Sort through the data and copy the lines holding the word "LcdCommands".
======
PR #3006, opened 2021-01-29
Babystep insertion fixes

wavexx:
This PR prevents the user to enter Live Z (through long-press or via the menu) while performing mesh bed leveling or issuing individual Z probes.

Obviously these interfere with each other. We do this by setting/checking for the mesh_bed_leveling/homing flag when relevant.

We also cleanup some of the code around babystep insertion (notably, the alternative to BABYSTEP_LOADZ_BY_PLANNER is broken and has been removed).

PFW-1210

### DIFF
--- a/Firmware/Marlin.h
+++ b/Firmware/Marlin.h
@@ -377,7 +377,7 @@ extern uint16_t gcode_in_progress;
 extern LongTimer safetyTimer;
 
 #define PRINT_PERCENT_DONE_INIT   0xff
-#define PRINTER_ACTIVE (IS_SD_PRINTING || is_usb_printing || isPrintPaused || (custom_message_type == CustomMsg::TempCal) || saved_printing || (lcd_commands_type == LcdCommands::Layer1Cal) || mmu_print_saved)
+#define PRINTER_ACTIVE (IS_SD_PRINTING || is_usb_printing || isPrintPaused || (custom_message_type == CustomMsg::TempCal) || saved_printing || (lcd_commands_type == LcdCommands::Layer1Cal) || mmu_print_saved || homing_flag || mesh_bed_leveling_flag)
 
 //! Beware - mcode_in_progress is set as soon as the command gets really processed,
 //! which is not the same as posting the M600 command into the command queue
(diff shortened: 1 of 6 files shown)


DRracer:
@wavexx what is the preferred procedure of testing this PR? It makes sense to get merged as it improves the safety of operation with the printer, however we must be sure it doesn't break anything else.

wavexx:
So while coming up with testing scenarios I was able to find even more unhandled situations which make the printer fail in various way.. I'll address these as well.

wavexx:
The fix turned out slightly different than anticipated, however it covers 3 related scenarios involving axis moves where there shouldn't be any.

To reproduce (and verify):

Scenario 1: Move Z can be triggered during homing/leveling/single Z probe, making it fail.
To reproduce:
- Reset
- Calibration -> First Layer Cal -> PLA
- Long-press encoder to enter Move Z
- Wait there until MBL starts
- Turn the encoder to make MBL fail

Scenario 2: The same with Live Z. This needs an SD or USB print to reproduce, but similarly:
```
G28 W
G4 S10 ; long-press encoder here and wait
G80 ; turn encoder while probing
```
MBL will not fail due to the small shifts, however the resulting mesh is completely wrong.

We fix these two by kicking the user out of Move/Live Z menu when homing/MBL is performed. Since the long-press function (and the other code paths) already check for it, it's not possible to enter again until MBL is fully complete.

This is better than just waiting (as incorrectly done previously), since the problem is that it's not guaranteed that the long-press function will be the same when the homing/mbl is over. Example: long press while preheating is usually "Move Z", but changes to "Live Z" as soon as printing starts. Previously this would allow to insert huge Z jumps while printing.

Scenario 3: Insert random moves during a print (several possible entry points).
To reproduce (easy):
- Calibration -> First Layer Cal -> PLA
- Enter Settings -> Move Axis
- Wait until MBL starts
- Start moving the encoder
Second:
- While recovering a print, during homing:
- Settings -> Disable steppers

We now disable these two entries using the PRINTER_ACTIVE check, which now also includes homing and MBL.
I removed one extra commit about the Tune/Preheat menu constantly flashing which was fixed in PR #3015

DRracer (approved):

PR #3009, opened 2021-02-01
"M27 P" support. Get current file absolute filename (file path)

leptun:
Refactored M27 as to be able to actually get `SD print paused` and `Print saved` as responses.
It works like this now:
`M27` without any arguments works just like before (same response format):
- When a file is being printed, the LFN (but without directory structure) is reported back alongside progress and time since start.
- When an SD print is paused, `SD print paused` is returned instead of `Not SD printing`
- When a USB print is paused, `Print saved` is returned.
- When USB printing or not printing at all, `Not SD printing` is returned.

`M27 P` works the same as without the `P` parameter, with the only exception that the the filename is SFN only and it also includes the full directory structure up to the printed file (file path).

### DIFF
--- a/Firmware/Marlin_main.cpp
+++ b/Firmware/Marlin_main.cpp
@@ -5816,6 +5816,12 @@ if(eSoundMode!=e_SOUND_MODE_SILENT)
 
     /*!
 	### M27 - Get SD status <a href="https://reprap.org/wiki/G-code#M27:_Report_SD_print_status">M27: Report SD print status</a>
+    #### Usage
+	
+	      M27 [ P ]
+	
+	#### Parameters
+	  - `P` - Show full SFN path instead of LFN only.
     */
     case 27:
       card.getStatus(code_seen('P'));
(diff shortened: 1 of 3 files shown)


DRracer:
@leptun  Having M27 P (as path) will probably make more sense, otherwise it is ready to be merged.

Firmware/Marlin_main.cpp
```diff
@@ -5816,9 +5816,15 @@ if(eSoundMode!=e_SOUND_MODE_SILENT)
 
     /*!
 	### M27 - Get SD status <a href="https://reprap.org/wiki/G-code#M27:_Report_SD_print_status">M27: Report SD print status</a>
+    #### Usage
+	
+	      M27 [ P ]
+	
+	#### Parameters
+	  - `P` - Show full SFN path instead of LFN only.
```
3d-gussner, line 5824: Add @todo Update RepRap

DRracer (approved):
======
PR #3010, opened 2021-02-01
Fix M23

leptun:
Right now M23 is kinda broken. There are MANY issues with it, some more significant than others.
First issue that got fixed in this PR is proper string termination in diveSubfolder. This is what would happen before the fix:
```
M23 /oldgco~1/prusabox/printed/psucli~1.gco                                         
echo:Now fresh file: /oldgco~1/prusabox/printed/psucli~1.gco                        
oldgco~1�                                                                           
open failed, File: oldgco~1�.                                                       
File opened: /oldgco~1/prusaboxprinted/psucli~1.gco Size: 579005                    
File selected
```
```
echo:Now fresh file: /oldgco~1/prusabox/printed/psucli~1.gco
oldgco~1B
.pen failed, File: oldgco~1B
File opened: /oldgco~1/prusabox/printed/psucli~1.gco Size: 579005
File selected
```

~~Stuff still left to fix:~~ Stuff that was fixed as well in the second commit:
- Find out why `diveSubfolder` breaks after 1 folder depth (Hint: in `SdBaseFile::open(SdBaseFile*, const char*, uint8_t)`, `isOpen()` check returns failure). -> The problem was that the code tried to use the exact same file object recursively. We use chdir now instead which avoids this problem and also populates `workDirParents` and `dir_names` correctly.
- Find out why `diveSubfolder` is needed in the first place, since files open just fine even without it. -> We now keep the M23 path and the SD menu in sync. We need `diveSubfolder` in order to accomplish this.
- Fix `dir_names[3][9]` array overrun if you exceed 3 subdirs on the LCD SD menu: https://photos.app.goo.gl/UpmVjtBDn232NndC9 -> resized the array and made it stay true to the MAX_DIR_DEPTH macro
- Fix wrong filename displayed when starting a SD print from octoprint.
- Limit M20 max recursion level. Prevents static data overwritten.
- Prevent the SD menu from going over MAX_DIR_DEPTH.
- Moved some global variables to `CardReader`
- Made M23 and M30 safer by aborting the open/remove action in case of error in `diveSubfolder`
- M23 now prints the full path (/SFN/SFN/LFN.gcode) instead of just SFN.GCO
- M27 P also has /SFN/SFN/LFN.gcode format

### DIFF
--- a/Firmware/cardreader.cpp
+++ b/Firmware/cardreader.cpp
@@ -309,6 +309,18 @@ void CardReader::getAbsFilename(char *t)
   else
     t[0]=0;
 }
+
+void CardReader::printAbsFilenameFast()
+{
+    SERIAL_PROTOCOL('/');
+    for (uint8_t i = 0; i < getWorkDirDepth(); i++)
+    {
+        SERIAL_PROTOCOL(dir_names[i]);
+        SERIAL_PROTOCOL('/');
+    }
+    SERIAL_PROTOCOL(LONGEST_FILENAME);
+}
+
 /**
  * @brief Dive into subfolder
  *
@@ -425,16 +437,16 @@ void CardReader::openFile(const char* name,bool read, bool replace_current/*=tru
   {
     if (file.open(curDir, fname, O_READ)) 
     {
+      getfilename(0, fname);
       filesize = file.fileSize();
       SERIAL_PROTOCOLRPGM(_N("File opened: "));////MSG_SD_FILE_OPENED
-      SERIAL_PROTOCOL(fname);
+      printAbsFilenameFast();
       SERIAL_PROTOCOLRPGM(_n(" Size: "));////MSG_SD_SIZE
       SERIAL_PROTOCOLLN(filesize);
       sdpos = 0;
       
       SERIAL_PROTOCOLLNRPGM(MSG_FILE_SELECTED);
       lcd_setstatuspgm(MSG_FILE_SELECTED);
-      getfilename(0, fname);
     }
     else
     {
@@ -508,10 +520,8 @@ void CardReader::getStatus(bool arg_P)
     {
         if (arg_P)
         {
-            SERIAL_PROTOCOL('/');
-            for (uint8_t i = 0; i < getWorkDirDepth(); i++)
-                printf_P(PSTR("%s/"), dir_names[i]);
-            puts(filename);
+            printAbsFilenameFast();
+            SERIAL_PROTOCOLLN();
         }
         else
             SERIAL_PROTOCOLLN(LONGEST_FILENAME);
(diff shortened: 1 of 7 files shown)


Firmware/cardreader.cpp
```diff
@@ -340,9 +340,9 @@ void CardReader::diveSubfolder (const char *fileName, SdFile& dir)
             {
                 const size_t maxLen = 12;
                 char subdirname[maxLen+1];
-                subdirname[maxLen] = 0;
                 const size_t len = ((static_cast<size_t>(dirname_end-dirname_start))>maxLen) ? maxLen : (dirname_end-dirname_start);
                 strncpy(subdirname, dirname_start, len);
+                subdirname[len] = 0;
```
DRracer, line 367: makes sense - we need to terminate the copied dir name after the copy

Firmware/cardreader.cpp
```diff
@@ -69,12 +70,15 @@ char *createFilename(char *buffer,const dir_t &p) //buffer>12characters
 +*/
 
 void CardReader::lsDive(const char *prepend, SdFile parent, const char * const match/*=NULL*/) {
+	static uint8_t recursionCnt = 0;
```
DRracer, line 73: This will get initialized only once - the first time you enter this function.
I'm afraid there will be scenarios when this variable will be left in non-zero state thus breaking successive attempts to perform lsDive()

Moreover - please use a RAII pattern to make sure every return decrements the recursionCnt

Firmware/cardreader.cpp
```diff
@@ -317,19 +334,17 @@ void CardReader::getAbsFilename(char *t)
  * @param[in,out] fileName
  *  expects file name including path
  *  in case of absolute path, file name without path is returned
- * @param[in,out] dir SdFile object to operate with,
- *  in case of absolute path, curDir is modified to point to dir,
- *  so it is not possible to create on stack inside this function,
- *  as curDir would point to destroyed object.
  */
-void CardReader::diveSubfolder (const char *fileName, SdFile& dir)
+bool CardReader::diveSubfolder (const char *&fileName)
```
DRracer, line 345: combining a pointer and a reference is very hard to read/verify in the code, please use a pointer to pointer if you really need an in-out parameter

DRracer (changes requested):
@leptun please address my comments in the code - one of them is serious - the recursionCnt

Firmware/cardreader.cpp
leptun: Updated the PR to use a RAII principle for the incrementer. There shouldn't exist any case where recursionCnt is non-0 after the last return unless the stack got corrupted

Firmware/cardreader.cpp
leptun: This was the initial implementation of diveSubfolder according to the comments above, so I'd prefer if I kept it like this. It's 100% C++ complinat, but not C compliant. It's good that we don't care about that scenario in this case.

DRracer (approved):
======
> **Response below**
-#define PRINTER_ACTIVE (IS_SD_PRINTING || is_usb_printing || isPrintPaused || (custom_message_type == CustomMsg::TempCal) || saved_printing || (lcd_commands_type == LcdCommands::Layer1Cal) || mmu_print_saved)
+#define PRINTER_ACTIVE (IS_SD_PRINTING || is_usb_printing || isPrintPaused || (custom_message_type == CustomMsg::TempCal) || saved_printing || (lcd_commands_type == LcdCommands::Layer1Cal) || mmu_print_saved || homing_flag || mesh_bed_leveling_flag)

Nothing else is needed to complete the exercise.